# I recovered! With the help of the medication Clomipramine (Anafranil) I also met Jeff Abugel



## Spencer

After two long years of pot induced DP/DR, I finally escaped the void and regained my presence in normal reality. It's been a year since I recovered, but I just felt obligated to share my experience with you all, and hopefully be of some help. So I'll get right to it. The medication that worked for me was Clomipramine, also known by the brand name Anafranil. It is a tricyclic antidepressant. I really noticed a difference in my DP/DR at 75 mg, and then virtually total remission of all my symptoms at 100 mg. This drug does carry some hefty side effects, but if you are like I was at the time, you probably don't give a shit haha. Now just as a fair warning, this drug won't work for everyone. Everyone's DP is different. But if your DP is pot induced like mine, then I think this med could definitely work for you. If you dont have luck with Clonpramine or any of the other tricyclic antidepressants, maybe try Marplan (MAOI antidepressant). Now I don't even know if I should even be suggesting this idea but Opiates, such as oxycodon/percoset are known to be helpful with DP. (I had ACL surgery and I was perscribed Percocets. My DP was pretty much gone when I took them.) Obviously opiates are extremely addictive so be careful. But yeah Clomipramine is what worked for me. About a year ago I met Jeff Abugel, author of Feeling Unreal and Stranger To Myself. He owns a coffee shop in Virginia, which is where I found him. He's an incredibly nice person and a brilliant man. He was very interested to hear my story and wanted to help me. He recommend the medications I listed above, all of which can be found in his first book feeling unreal. I bought both of the books and I recommend you do the same.
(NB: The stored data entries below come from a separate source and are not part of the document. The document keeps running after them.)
PR #642, opened 2023-11-19
Add missing documentation URLs to com.microsoft.OneDrive.plist

homebysix:
All missing URLs are anchors on this page: https://learn.microsoft.com/en-us/sharepoint/deploy-and-configure-on-macos


homebysix:
Base wasn't up to date — disregard.

PR #645, opened 2023-11-25
Digi dna official descriptions REBASE

apizz:
Rebase of #626

PR #626, opened 2023-08-21
Official descriptions

relgit:
This PR updates all `pfm_description` tags throughout the active manifests with official text from Apple's Device Management repository. For system manifests, this applies to all keys where descriptions are available. For other manifests this is limited to common keys only (e.g. `PayloadType`).

Having up-to-date official description texts means that `pfm_description_reference` tags are no longer necessary in changed system manifests, so I have removed them from those manifests.

To avoid future merge conflicts, this PR if based off of #609, which is why the changes seem enormous for now. Once #609 is merged, we can come back here to review the actual changes and merge.

PR #648, opened 2023-11-30
Official descriptions rerun

relgit:
This is a rerun of the scripts that created #626, off of the current state of the repository. It is meant to replace both #626 and #645, which have become full of unrelated commits.

To recap, in this PR:
* System manifest preference key descriptions updated with official texts where available, except for root descriptions where the official ones are empty
* Common preference keys in all manifests as well as in the manifest template updated with official descriptions
* Reference description tags removed from updated preference keys


relgit:
I think that this PR has become too stale to merge at this point. If there's still interest in updating to the official descriptions, I'm happy to generate a new one after the current OS beta period.

PR #649, opened 2023-12-12
Update manifests for Tailscale 1.56

agottardo:
This PR updates the manifests for Tailscale (App Store and Standalone variants of the client).

- Adds 5 additional settings that are being released in Tailscale 1.56 and can be managed via MDM.
- Fixes a typo.


apizz:
We need to increment the manifest version and update the pfm_last_modified date but otherwise lgtm

agottardo:
@apizz updated! Thanks.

Depersonalization disorder has been one hell of a journey. As horrible as it was, it really did give me a new perspective on reality, life and everything. I feel like a stronger and wiser person. It has even inspired me to pursue psychology as my college major.
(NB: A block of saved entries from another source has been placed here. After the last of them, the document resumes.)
PR #652, opened 2024-01-17
Update com.secondsonconsulting.baseline.plist

BigMacAdmin:
Updates to support new features of [Baseline](https://github.com/secondsonconsulting/Baseline) project.

### DIFF
--- a/Manifests/ManagedPreferencesApplications/com.secondsonconsulting.baseline.plist
+++ b/Manifests/ManagedPreferencesApplications/com.secondsonconsulting.baseline.plist
@@ -13,7 +13,7 @@
 	<key>pfm_format_version</key>
 	<integer>1</integer>
 	<key>pfm_last_modified</key>
-	<date>2024-01-16T00:00:00Z</date>
+	<date>2024-01-24T00:00:00Z</date>
 	<key>pfm_platforms</key>
 	<array>
 		<string>macOS</string>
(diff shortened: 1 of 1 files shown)


relgit (changes requested):
Thanks for the submission B.

On boolean properties with default value, we prefer using `pfm_default` to indicate the default over mentioning it in `pfm_description`. 

GUI consumers use this to correctly tick checkboxes as preview and in some cases to decide if properties should be written to a profile.

And, another thing, please bump up the version number in `pfm_version`.

Cheers!

BigMacAdmin:
> On boolean properties with default value, we prefer using `pfm_default` to indicate the default over mentioning it in `pfm_description`.

Thanks for the quick reply!

If I use `pfm_default` will iMazing or ProfileCreator actually write that key to every profile? Or will it omit that key, unless the user chooses to explicitly set it?

Is `pfm_default` a "free form" type key where I type in plain language, or do i need to set it as if it were a boolean value itself?

relgit:
> If I use pfm_default will iMazing or ProfileCreator actually write that key to every profile? Or will it omit that key, unless the user chooses to explicitly set it?

The latter. Both editors use this to provide a visual cue to users so that telling the default value of a preference is a matter of a quick glance at the checkbox. iMazing Profile Editor also uses this to omit boolean keys when they are set to their default values unless forced by the user (Option+click) or configured not to.

> Is pfm_default a "free form" type key where I type in plain language, or do i need to set it as if it were a boolean value itself?

The expected type is the same as the type of the property. In other words, for boolean properties the value must be either `<true/>` or `<false/>`.

BigMacAdmin:
> > If I use pfm_default will iMazing or ProfileCreator actually write that key to every profile? Or will it omit that key, unless the user chooses to explicitly set it?
> 
> The latter. Both editors use this to provide a visual cue to users so that telling the default value of a preference is a matter of a quick glance at the checkbox. iMazing Profile Editor also uses this to omit boolean keys when they are set to their default values unless forced by the user (Option+click) or configured not to.
> 
> > Is pfm_default a "free form" type key where I type in plain language, or do i need to set it as if it were a boolean value itself?
> 
> The expected type is the same as the type of the property. In other words, for boolean properties the value must be either `<true/>` or `<false/>`.

Done and done, thanks again.

relgit (approved):
Thanks!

Final note: This is something that needs to be adressed. Although you may "cure" yourself of DP entirely or almost entirely, you must realize that you are never going to be the same person you were before you had DP. I think you all know this deep down inside. With DP, you have reached the point of no return. You've seen too much. You can escape depersonalization, but you will forever have a new perspective on reality. Sort of like you've achieved enlightenment. (Not really. That would be quite an egotistical statement I guess haha) I don't believe this is a bad thing. Try to welcome this new view on things and integrate it into your life and philosophy. I wish you all the best of luck.


----------



## Hosscat

Im glad you are feeling better.

So what is your perspective on reality? If im going to be stuck thinking nothing is real and feeling alone, I don't know if I want to try anymore.


----------



## Spencer

Hosscat said:


> Im glad you are feeling better.
> So what is your perspective on reality? If im going to be stuck thinking nothing is real and feeling alone, I don't know if I want to try anymore.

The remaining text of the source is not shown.